LieferkettengesetzDie Entschärfung ist kein Freibrief zum Wegsehen

Containerschiffe werden am Containerterminal be- und entladen. Die EU hat das Lieferkettengesetz abgeschwächt.
Copyright: Christian Charisius/dpa
Zuletzt wurde der ökonomische Druck einfach zu groß. Nun will die EU das europäische Lieferkettengesetz zum Schutz von Menschenrechten abschwächen, noch bevor es in Kraft getreten ist. Die Entscheidung lässt weite Teile der Wirtschaft aufatmen. Angesichts der angespannten ökonomischen Lage, hoher Energiepreise und sich intensivierenden globalen Unsicherheiten ist das nachvollziehbar.

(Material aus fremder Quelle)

PR #2003, opened 2026-08-24
feat(music): quote the price as an upper bound at fal's rate

sweetmantech:
Row 8 of the chat#1999 matrix. The client half of recoupable/api#853.

## Two changes

**Rate.** `CREDITS_PER_SECOND` 0.5 → 0.2 and the 15-credit floor removed, matching the API exactly. fal charges $0.002/s and a credit is $0.01, so 0.2/s is fal's rate with no markup.

| duration | before | after |
|---|---|---|
| 10s | $0.15 | **$0.02** |
| 60s | $0.30 | **$0.12** |
| 120s | $0.60 | **$0.24** |
| 300s | $1.50 | **$0.60** |

**Wording.** `Costs $0.12 for 60s (12 credits)` → `Up to $0.12 for 60s (12 credits). You are charged for the audio actually generated.`

api#853 charges for the audio fal actually produced, and the model routinely stops short — our first songs averaged 39.9s against a 60s default. A fixed "Costs" would overstate what most generations are billed. An upper bound is safe in the only direction that matters: nobody is charged more than they were shown.

This is why the earlier "the quoted price must be final" reasoning no longer applies. It existed to stop the quote being a lie; the charge now only ever moves in the customer's favour.

## On the duplicated constant

`lib/music/const.ts` restates the API's rate rather than fetching it, because the quote has to re-render on every slider drag. That was a deliberate call when the pricing shipped and it still holds — but it means **this PR and api#853 have to land together or the form lies**. The tests now name api#853 so the next person changing one finds the other.

## Tests

47/47 green, both suites updated first and confirmed RED. `tsc` and `eslint` clean.

The form test now asserts the "up to" phrasing and the explanatory line, not just the number, so dropping the caveat while keeping the price would fail.

---
## Summary by cubic
Quotes music generation as an upper bound at fal’s rate and aligns the UI with the API. Previously: “Costs $X” at 0.5 credits/s with a 15-credit floor; now: “Up to $X” at 0.2 credits/s with no floor, and we state billing is for audio actually generated (e.g., 60s now shows $0.12).

- Rollout
  - Deploy together with the API change (recoupable/api#853); otherwise the form quote will not match charges.
  - The rate is duplicated in `lib/music/const.ts` for responsive quoting; keep it in sync with the API when pricing changes.
  - Tests now assert the “Up to …” wording and the explanatory line.

<sup>Written for commit 02f4e81be618f01d9826db3f50ab29aae7e7d1d1. Summary will update on new commits.</sup>

<a href="https://cubic.dev/pr/recoupable/chat/pull/2003?utm_source=github" target="_blank" rel="noopener noreferrer" data-no-image-dialog="true"><picture><source media="(prefers-color-scheme: dark)" srcset="https://www.cubic.dev/buttons/review-in-cubic-dark.svg"><source media="(prefers-color-scheme: light)" srcset="https://www.cubic.dev/buttons/review-in-cubic-light.svg">Review in cubic</picture></a>

### DIFF
--- a/components/MusicPage/MusicGenerateForm.tsx
+++ b/components/MusicPage/MusicGenerateForm.tsx
@@ -85,7 +85,8 @@ const MusicGenerateForm = () => {
 
         <div className="flex flex-col-reverse gap-2 sm:flex-row sm:items-center sm:justify-between">
           <span className="text-xs text-muted-foreground">
-            Costs {formatCreditCostUsd(credits)} for {settings.duration}s ({credits} credits)
+            Up to {formatCreditCostUsd(credits)} for {settings.duration}s ({credits} credits).
+            You are charged for the audio actually generated.
           </span>
           <div className="flex gap-2">
             <Button variant="ghost" onClick={reset} disabled={isPending} className="flex-1 sm:flex-none">
--- a/components/MusicPage/__tests__/MusicGenerateForm.test.tsx
+++ b/components/MusicPage/__tests__/MusicGenerateForm.test.tsx
@@ -43,10 +43,14 @@ describe("MusicGenerateForm", () => {
     );
   });
 
-  it("quotes the price in dollars with credits secondary", () => {
+  it("quotes the price as an upper bound, in dollars with credits secondary", () => {
+    // "Up to", because the API charges for the audio fal actually produced and
+    // the model routinely stops short (recoupable/api#853). A fixed "Costs"
+    // would overstate what most generations are billed.
     setup();
 
-    expect(screen.getByText(/Costs \$0\.30 for 60s \(30 credits\)/)).toBeDefined();
+    expect(screen.getByText(/Up to \$0\.12 for 60s \(12 credits\)/)).toBeDefined();
+    expect(screen.getByText(/charged for the audio actually generated/i)).toBeDefined();
   });
 
   it("sends the documented defaults and omits a blank seed", () => {
@@ -83,7 +87,7 @@ describe("MusicGenerateForm", () => {
 
     fireEvent.change(screen.getByLabelText("Duration"), { target: { value: "120" } });
 
-    expect(screen.getByText(/Costs \$0\.60 for 120s \(60 credits\)/)).toBeDefined();
+    expect(screen.getByText(/Up to \$0\.24 for 120s \(24 credits\)/)).toBeDefined();
   });
 
   it("fills the seed from the randomize button", () => {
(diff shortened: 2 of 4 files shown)


sweetmantech:
## Preview verification — chat#2003

Verified on `app-git-feat-music-price-upper-bound-recoup.vercel.app/music`, against the **already-shipped** api#853.

### The drift this closes, measured on production

api#853 merged, so production is now charging the new rate while the form still quotes the old one. Read off `chat.recoupable.dev/music` just now:

```
Costs $0.30 for 60s (30 credits)
```

The API charges **at most 12 credits** for that request, and less when the model stops short — one of yesterday's test songs asked for 60s, produced 15.6s, and cost **4**. So production currently overstates by 2.5x at best and 7.5x at worst. This PR is the fix and should follow api#853 promptly.

### Documented vs actual

|---|---|---|---|
| 1 | Quote reads as an upper bound | `Up to $0.12 for 60s (12 credits).` | PASS |
| 2 | Caveat explains why | `You are charged for the audio actually generated.` | PASS |
| 3 | Re-prices as the slider moves | 6 durations checked live, all correct | PASS |
| 4 | Matches the shipped API exactly | agrees at every point tested | PASS |
| 5 | No floor | 10s quotes 2 credits, not 15 | PASS |
| 6 | Renders before sign-in | correct while signed out | PASS |
| 7 | Mobile 390px | fits, no horizontal overflow | PASS |
| 8 | Unit suite | 47/47, tsc + eslint clean | PASS |

**#4 is the one that matters**, since the rate is deliberately duplicated client-side so the quote can re-render on a slider drag. Every value the form shows was compared against `creditCostForDuration` as it exists on api `main` after api#853:

| duration | form quote | API charge | agree |
|---|---|---|---|
| 10s | 2 | 2 | ✓ |
| 20s | 4 | 4 | ✓ |
| 30s | 6 | 6 | ✓ |
| 60s | 12 | 12 | ✓ |
| 120s | 24 | 24 | ✓ |
| 300s | 60 | 60 | ✓ |

Exact agreement across the full 10–300s range, including both ends.

### Screenshots

**Desktop, Additional Settings open at the 60s default:**

Desktop quote

**Mobile, 390x844:**

Mobile quote

### Note

The quote is an upper bound by design: the API charges the audio fal actually produces, so the real deduction is usually lower. Verified against a live generation on api#853 — 60s requested, 15.6s produced, 4 credits charged against the 12 quoted. The promise only ever moves in the customer's favour.

Issue #2052, opened 2026-09-02
Music videos in chat: the render chain as a skill, and media components for the sandbox agent


sweetmantech:
**Shipped and closed 2026-09-04.** Recoup Chat can now produce a music video in one conversation: the agent generates the song, drives the stills and the motion through pinned house models, and the results play inside the thread. When this issue opened, every building block existed in `api` but the agent had no encoded recipe for chaining them and the app could not render what came back — both are now closed.

Eleven PRs across four repos, listed below. Two follow-ups were carried out rather than shipped here, and live in [app#2059](https://github.com/recoupable/app/issues/2059): a generated **song** still does not render inline (`POST /api/music` answers `202` with `audio_url: null`, and the skill's polling loop never prints the completed body to stdout), and the sandbox base snapshot lacks Chrome's runtime libraries, so the render step installs them mid-run. The **free-tier duration cap** in the original title was never built and moved there too, along with the remaining tool components and the chat-UI cleanup.

> **Correction, 2026-09-02 (Sweets).** The first draft of this issue opened with a `generate_music` MCP tool. That was the wrong layer. Chat runs the **sandbox agent** with a deliberately minimal tool set and reaches Recoup over **HTTP**, so an MCP tool would have shipped music to every surface except the chat. Decided: no new MCP tools; the chain is taught as a skill that curls the existing endpoints. See Architecture decisions.

## Goal

A user opens a chat, says "make a music video for this song" (or "…for a track about X"), and gets a finished music video back in the thread — playable inline, downloadable, rendered over real full-length audio.

What that turned into, and where each part landed:

- **Song** ✅ — the agent curls the existing `POST /api/music` (MiniMax Music 3 via fal, workflow-polled, pass-through priced).
- **Visuals** ✅, on a narrower path than first drafted — `POST /api/content/image` (Muse Image) and `POST /api/content/video` (MiniMax H3 Max), both pinned server-side and credit-gated. The `transcribe` / `PATCH /api/content` edit-op route was superseded: those endpoints had been cold since April and `transcribe` 500s on every input, so the skill builds on the hyperframes + ffmpeg chain instead (see Architecture decisions).
- **Surface** ✅ for video and stills — they play on the tool row that produced them ([app#2057](https://github.com/recoupable/app/pull/2057)). ⚠️ **Not** for the song: see the lead.
[...]

PR #2057, opened 2026-09-02
feat(chat): play generated media on the tool row that produced it

sweetmantech:
Row 5 of #2052 — the payoff row.

> **Stacked on #2056 → #2055.** Retarget to `main` as those merge.

## Why

A finished song or video arrives in the thread as a **blue hyperlink**. The most important moment in the product requires leaving the conversation to find out whether the thing you asked for is any good.

## Surface decision

Reads the **bash tool result**, not the assistant's prose. An earlier draft of this row parsed media URLs out of markdown; that depends on the agent's prose discipline, needs an origin allowlist to avoid embedding third-party URLs it scraped via `web_fetch`, and renders media wherever the agent happens to mention it rather than where it was produced.

**Keys off stdout, not the command params.** `POST /api/music` returns `202` with a generation id — the audio URL only appears later in the `GET /api/music/{id}` poll response. "The command contained `/api/music`" tells you a generation *started*, not where the media is.

## Security

Only well-known response fields from **our own API** are read (`audio_url`, `videoUrl`, `videoSourceUrl`, `imageUrl`, …), and the value must be an absolute http(s) URL with a media extension. A URL the agent echoed from a scraped page — even in the same JSON blob — is never rendered as a player. Two tests pin exactly that.

## Behaviour

The player is added **beneath** the row, never replacing it: a failed call still needs its row, and the command that produced a file is worth seeing. Nothing renders for a failed call.

Video is height-capped rather than width-capped, since a music video is 9:16 and a width-constrained portrait clip would fill the whole thread.

## Depends on the skill row

The agent may pipe through `jq`, redirect to a file, or poll in a loop, in which case the URL never reaches stdout. The music-video skill (row 10) must guarantee its final step prints the media URL to stdout. Designed together.

## Tests

8 cases on `extractMediaFromStdout`: the music poll shape, nested run output, images, query-string classification, **two security cases** (unknown field, non-media extension), non-JSON stdout, and relative URLs. Full run: **55 passed**. `tsc --noEmit` and eslint clean.

## Preview verification

Pending — draft until verified on the preview for this SHA. Done when: a chat that generates a song renders an inline audio player under the bash row that produced it, playable and downloadable; a generated video renders with correct aspect; a failed generation still shows its bash row with the error. Dark, light and mobile screenshots.

https://claude.ai/code/session_01KcNQAfA3nS7BTrMB3bXsnX

---
## Summary by cubic
Implements row 5 of #2052: generated audio, video, and images now play inline under the bash tool row that produced them, instead of arriving as a blue hyperlink in the thread. Also replaces the chat's three separate download implementations with one that actually saves the file.

**Media extraction**
- Reads stdout JSON but only known response fields, so URLs the agent echoed from scraped pages never render as players.
- The player sits beneath the row; failed calls still show their row and no media.
- Video is height-capped, since a 9:16 clip would otherwise fill the thread.
- The music-video skill must print the media URL to stdout; piped or redirected output won't render.

**Downloads**
- Downloads fetch the bytes and save through an object URL, because the `download` attribute is ignored cross-origin; falls back to opening the URL directly when the fetch fails.
- One `useMediaDownloader` replaces three hand-rolled paths; prefetch is now opt-in and only the image tool uses it.
- The dead Sora2 video surface is deleted — the chat agent can't emit that tool, and its download button never saved the file.
- The image tool keeps its date-stamped filename.
- Adds 8 extraction tests plus download tests for the object-URL path and fallback.

<sup>Written for commit bab9af026b05ff8096b8573359b1e49f5721119d. Summary will update on new commits.</sup>

<a href="https://cubic.dev/pr/recoupable/app/pull/2057?utm_source=github" target="_blank" rel="noopener noreferrer" data-no-image-dialog="true"><picture><source media="(prefers-color-scheme: dark)" srcset="https://www.cubic.dev/buttons/review-in-cubic-dark.svg"><source media="(prefers-color-scheme: light)" srcset="https://www.cubic.dev/buttons/review-in-cubic-light.svg">Review in cubic</picture></a>

## Summary by CodeRabbit

- **New Features**
  - Bash tool results can now display extracted audio, video, and image content inline.
  - Media remains visible whether the tool output is expanded or collapsed.
  - Added playback and preview controls, along with an option to download displayed media.
  - Downloads now support audio, video, and images with improved filename handling and download states.

- **Changes**
  - Removed dedicated Sora 2 video retrieval result displays.


components/VercelChat/tools/agent/MediaResult.tsx
sweetmantech, line 1: SRP
- actual: all media types are inlined in the MediaResult component
- required: child components for each media type

PR #674, opened 2015-06-26
LICENSE can't be ignored by npm.

ngryman:
Hey again,

Small cleanup, `LICENSE` does not need to be specified in `files`: https://github.com/npm/npm/blob/master/node_modules/fstream-npm/fstream-npm.js#L91-L124

### DIFF
--- a/package.json
+++ b/package.json
@@ -70,7 +70,6 @@
     "js/browser",
     "js/main",
     "js/zalgo",
-    "LICENSE",
     "zalgo.js"
   ]
 }


ngryman:
I don't know why tests are failing. I don't think it's related to my changes, but something with `saucelabs` conf.
I see something like this in the logs: `GET https://saucelabs.com/rest/v1/undefined/tunnels?full=1`.

petkaantonov:
merged

PR #679, opened 2015-06-29
Changed docs to reflect resolve / reject behaviour

chainlink:


API.md
```diff
@@ -267,29 +267,23 @@ class MyCustomError extends Error
...
-predicate function instead of an error constructor, the predicate will receive
-the error as an argument. The return result of the predicate will be used
-determine whether the error handler should be called.
-
-Predicates should allow for very fine grained control over caught errors:
-pattern matching, error-type sets with set operations and many other techniques
-can be implemented on top of them.
-
-Example of using a predicate-based filter:
+If a response is receieved, Request will always resolve successfully. Use statusCode to throw specific errors.
```
ruimarinho: Typo (`received`).

bergus:
Uh, you shouldn't have removed that "*This method also supports predicate-based filters. …"* paragraph - it is still essential to the `catch` documentation! If at all, the `request` example should've been exchanged for some other library, but still demonstrating the same feature of `catch`!

API.md
```diff
@@ -267,29 +267,23 @@ class MyCustomError extends Error
...
 
-function ClientError(e) {
-    return e.code >= 400 && e.code < 500;
+function sensibleRequest(opt) { 
+  return request(opt).spread(function(res, body) {
+    if (response.statusCode >= 300) { 
+      var e = new Error(body); 
+      e.code = response.statusCode; 
+      throw e; 
+    } else {
```
ruimarinho: No need for else since `throw` already breaks the current flow.

petkaantonov:
The PR should only change request to throw on non-successful statuses [similar to what `jQuery.ajax` does](https://github.com/jquery/jquery/blob/master/src/ajax.js#L693). There is no need to change any actual documentation.

benjamingr:
ping @chainlink

chainlink:
>The PR should only change request to throw on non-successful statuses similar to what jQuery.ajax does. There is no need to change any actual documentation.
So, should I modify the library itself to reject the promise on non-successful statuses?

petkaantonov:
No, you changed both the example and the documentation but only the example needs to be changed

petkaantonov:

PR #683, opened 2015-07-01
Design new logo

FranzSkuffka:
I think this library is awesome, much unlike my JS skills. However I still want to contribute and I fancy creating neat logos, so that's what I did here.

## Concept
This design is essentially an evolution of the current logo which preserves some of the present visual identity. However the silhouette of a bluebird is filled with horizontal lines. These parallel lines of different lengths, starting at different points are a metaphor for asynchronously executed tasks.

Take a look at the checkboard for some colors.
I hope you all like it.


bergus:
I have to admit that I like the old logo better, looking like an arrow, curly brace and bird at the same time. And the color scheme is better than boring black :-)
I think the "task schedule" metaphor of the horizontal lines would be better to understand if the long lines had "holes" where they need to wait for others, or the "thread" is sleeping or something.

petkaantonov:
Discussion is in the issue https://github.com/petkaantonov/bluebird/issues/684

PR #687, opened 2015-07-02
Add edge case for iPhone standalone in scheduler which does not fire …

### LINKED ISSUE #666: Promise.resolve not resolving because of MutationObserver (iOS, WebApp)
Debugging from events to Bluebird for a while now on this problem, as it seems to be very environment specific. On iOS 8.3 (iPhone 6 as iPod & iPad last gen.) added a web page to the homescreen, creating a web app produces the following bug.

Viele Unternehmen, insbesondere in Deutschland, hatten davor gewarnt, dass zu strenge Auflagen mit weitreichenden Nachweis- und Haftungspflichten sie im internationalen Wettbewerb überfordern könnten. Brüssel hat die Bedenken zahlreicher Mitgliedstaaten ernst genommen und reagiert pragmatisch. Doch die Entschärfung ist kein Freibrief zum Wegsehen. Wer auf globalen Märkten agiert, trägt auch Verantwortung für die Bedingungen, unter denen produziert wird – von der Baumwollspinnerei in Asien bis zur Kobaltmine in Afrika.
Realismus ersetzt keine moralische Verantwortung
Dass die gesetzliche Verpflichtung jetzt schwächer ausfällt, um die Unternehmen vor allem auch bürokratisch zu entlasten, bedeutet nicht, dass ethisches Handeln obsolet wäre. Im Gegenteil: Wer gegenüber Verbrauchern glaubwürdig sein will, sollte sich freiwilliger Selbstverpflichtung nicht verschließen.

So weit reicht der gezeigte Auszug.